Material provided>
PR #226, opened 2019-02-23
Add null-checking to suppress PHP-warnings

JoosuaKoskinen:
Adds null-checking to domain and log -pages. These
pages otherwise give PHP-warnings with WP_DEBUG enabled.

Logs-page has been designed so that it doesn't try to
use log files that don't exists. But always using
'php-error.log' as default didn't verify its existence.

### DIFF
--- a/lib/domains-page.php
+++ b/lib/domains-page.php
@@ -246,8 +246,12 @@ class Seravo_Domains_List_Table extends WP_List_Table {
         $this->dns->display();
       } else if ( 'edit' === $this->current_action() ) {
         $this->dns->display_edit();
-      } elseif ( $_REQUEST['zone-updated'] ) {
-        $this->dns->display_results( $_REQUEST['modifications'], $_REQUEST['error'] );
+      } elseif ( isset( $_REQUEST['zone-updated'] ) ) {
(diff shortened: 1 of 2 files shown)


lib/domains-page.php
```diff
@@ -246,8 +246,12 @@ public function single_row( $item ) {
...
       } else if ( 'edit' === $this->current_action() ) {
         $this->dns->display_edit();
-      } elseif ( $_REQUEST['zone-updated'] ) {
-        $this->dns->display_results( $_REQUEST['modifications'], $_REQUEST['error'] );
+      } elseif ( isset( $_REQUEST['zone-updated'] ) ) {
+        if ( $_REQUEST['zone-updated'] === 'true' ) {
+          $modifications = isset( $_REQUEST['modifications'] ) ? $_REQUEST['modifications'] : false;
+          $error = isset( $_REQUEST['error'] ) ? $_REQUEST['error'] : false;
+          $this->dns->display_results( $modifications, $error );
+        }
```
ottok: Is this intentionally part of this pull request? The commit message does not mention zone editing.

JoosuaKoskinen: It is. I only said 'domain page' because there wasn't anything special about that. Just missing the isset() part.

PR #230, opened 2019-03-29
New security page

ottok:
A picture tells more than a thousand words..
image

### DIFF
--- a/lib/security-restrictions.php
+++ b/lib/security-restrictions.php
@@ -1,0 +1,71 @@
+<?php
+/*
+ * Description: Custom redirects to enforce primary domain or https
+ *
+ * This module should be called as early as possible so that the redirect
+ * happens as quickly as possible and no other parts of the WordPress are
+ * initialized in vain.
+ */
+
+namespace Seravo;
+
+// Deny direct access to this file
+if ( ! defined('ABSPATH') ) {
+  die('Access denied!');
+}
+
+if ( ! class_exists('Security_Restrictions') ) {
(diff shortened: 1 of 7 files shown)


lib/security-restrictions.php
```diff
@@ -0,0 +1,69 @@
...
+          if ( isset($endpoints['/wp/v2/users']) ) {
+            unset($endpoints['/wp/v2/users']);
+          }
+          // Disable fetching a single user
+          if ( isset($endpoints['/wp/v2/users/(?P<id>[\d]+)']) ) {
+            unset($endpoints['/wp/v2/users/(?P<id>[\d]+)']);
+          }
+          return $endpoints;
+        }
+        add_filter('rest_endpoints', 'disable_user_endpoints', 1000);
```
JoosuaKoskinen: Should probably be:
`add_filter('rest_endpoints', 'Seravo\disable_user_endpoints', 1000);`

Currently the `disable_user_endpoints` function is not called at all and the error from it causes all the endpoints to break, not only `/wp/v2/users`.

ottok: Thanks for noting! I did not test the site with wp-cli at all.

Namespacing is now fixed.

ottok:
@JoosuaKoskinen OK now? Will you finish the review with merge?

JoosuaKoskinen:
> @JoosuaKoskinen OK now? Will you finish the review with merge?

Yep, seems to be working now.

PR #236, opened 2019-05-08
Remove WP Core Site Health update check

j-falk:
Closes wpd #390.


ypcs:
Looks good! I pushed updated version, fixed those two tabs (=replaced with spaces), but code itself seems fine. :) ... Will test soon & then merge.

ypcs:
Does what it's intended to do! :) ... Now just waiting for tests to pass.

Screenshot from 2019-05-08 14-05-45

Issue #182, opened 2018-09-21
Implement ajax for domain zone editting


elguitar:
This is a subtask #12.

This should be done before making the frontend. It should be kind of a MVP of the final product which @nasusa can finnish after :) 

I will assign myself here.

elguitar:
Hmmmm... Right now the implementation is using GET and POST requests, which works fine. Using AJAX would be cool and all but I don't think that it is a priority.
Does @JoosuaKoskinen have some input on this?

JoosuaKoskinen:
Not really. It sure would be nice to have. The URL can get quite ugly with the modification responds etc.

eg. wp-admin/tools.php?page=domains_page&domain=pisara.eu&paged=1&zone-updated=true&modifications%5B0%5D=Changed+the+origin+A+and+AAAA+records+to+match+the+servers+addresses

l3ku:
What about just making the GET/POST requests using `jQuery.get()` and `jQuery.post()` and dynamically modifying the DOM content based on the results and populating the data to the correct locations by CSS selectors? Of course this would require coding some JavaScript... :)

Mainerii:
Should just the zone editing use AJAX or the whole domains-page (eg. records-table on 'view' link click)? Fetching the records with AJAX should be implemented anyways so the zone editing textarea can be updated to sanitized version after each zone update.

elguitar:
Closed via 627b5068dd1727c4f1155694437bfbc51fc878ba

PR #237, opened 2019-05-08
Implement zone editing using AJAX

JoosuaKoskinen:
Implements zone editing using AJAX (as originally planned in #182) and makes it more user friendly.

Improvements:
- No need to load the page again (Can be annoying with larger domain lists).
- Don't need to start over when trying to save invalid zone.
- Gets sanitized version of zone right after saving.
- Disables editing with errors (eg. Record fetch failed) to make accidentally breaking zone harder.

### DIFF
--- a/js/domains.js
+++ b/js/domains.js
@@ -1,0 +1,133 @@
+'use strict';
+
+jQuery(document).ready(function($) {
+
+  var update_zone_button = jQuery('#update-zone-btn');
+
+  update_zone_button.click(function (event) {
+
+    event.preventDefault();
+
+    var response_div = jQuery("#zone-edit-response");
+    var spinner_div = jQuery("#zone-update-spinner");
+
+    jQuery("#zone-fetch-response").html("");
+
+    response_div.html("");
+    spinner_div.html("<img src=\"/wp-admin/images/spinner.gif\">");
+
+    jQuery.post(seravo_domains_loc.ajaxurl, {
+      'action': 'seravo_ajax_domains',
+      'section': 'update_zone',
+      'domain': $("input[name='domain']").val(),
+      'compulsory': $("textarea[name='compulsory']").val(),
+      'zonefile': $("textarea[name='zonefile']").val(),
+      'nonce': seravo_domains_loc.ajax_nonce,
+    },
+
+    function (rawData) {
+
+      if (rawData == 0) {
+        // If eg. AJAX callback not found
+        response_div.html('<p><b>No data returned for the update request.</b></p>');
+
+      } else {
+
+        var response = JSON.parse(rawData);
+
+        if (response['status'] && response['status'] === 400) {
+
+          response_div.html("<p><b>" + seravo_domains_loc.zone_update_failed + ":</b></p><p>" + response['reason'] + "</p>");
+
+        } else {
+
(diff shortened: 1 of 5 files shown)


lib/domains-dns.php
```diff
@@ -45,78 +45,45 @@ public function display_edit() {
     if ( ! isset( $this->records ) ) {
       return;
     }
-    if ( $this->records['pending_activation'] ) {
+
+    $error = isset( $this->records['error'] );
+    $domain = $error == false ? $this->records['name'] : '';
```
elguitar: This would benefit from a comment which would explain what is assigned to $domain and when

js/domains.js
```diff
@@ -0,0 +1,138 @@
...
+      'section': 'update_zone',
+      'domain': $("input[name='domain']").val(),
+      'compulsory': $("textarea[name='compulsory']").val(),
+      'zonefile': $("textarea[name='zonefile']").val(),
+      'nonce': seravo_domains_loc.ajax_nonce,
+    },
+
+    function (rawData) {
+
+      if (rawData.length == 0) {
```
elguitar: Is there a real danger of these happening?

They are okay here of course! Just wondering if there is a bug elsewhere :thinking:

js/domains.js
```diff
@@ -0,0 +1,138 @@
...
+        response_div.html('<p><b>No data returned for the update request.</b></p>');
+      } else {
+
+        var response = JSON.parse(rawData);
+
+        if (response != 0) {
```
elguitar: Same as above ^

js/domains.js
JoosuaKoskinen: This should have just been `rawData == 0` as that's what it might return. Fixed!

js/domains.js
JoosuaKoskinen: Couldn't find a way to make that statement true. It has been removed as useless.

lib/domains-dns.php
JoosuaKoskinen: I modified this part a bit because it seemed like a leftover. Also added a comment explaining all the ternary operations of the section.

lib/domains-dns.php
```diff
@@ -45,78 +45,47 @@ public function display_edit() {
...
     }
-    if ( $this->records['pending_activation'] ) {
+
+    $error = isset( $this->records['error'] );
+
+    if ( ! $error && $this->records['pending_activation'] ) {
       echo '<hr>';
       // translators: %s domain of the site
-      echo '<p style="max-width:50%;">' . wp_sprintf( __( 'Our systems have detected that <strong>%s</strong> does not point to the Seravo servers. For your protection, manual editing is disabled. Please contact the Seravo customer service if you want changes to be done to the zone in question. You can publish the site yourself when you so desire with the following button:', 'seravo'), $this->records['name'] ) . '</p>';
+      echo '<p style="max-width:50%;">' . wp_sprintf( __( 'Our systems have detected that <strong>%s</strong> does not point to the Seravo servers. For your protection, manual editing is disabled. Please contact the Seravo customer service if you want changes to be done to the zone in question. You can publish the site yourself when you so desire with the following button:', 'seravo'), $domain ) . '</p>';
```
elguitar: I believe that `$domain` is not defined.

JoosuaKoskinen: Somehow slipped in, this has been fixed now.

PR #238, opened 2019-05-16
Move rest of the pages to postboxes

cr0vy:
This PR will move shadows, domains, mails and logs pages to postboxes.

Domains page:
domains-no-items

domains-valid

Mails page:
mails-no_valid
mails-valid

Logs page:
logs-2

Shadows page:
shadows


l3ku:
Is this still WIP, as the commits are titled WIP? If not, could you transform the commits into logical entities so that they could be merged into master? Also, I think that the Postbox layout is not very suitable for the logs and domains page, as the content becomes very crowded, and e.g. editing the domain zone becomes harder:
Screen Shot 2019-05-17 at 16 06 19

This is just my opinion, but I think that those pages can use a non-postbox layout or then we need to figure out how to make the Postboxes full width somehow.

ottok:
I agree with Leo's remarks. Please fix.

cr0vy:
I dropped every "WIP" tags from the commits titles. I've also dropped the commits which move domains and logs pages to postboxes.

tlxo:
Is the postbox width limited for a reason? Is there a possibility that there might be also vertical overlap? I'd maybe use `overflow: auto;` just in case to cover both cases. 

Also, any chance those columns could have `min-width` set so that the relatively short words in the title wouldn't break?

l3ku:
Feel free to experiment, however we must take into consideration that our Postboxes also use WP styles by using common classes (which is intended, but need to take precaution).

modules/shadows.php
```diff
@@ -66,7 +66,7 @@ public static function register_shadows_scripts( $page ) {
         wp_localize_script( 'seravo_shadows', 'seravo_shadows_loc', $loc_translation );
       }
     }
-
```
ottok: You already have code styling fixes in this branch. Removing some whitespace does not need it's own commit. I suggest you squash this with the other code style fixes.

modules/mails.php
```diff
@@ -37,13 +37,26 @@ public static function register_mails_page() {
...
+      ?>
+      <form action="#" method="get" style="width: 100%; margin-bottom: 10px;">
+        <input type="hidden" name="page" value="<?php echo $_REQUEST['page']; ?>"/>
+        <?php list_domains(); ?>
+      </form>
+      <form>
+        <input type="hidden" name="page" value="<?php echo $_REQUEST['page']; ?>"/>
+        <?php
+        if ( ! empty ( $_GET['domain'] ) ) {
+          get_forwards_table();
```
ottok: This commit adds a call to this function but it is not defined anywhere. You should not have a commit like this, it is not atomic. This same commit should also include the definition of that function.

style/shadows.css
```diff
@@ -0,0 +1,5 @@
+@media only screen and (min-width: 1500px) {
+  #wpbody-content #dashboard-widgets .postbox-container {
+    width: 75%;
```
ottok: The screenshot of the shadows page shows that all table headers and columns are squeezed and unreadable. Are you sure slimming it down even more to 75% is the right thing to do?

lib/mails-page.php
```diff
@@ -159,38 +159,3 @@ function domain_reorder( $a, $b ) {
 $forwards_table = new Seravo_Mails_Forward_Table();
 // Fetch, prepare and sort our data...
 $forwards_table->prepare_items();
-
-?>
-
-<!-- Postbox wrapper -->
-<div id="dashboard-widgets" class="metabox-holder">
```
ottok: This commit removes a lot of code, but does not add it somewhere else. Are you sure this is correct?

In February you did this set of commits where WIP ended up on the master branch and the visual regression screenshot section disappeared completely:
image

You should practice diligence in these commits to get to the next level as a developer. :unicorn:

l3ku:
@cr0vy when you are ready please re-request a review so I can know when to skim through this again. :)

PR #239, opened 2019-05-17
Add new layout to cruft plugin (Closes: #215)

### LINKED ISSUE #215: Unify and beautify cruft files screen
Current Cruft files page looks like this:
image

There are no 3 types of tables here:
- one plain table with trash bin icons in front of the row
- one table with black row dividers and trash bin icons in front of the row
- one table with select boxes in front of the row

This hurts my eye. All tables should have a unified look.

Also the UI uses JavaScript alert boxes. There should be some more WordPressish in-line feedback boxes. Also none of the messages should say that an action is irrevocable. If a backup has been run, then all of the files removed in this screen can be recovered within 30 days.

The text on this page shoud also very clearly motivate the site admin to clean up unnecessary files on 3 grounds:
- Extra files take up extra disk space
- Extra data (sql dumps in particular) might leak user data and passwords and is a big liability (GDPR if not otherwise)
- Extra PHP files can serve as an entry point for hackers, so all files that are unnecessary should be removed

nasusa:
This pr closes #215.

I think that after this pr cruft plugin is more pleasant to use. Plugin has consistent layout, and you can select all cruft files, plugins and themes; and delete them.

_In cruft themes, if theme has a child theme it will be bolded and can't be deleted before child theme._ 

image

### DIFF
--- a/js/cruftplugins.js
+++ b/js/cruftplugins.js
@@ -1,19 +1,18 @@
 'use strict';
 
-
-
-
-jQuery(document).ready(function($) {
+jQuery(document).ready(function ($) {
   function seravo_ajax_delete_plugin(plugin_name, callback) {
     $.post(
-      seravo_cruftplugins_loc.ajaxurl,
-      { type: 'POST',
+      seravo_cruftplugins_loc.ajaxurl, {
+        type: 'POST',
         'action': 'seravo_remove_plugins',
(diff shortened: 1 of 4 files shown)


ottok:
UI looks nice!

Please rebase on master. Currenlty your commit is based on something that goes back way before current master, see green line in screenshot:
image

Assignment> Print exactly the lines above from the one with "ottok: This commit adds" to the one with "This hurts my", including both.

Response to the task>
ottok: This commit adds a call to this function but it is not defined anywhere. You should not have a commit like this, it is not atomic. This same commit should also include the definition of that function.

style/shadows.css
```diff
@@ -0,0 +1,5 @@
+@media only screen and (min-width: 1500px) {
+  #wpbody-content #dashboard-widgets .postbox-container {
+    width: 75%;
```
ottok: The screenshot of the shadows page shows that all table headers and columns are squeezed and unreadable. Are you sure slimming it down even more to 75% is the right thing to do?

lib/mails-page.php
```diff
@@ -159,38 +159,3 @@ function domain_reorder( $a, $b ) {
 $forwards_table = new Seravo_Mails_Forward_Table();
 // Fetch, prepare and sort our data...
 $forwards_table->prepare_items();
-
-?>
-
-<!-- Postbox wrapper -->
-<div id="dashboard-widgets" class="metabox-holder">
```
ottok: This commit removes a lot of code, but does not add it somewhere else. Are you sure this is correct?

In February you did this set of commits where WIP ended up on the master branch and the visual regression screenshot section disappeared completely:
image

You should practice diligence in these commits to get to the next level as a developer. :unicorn:

l3ku:
@cr0vy when you are ready please re-request a review so I can know when to skim through this again. :)

PR #239, opened 2019-05-17
Add new layout to cruft plugin (Closes: #215)

### LINKED ISSUE #215: Unify and beautify cruft files screen
Current Cruft files page looks like this:
image

There are no 3 types of tables here:
- one plain table with trash bin icons in front of the row
- one table with black row dividers and trash bin icons in front of the row
- one table with select boxes in front of the row

This hurts my eye. All tables should have a unified look.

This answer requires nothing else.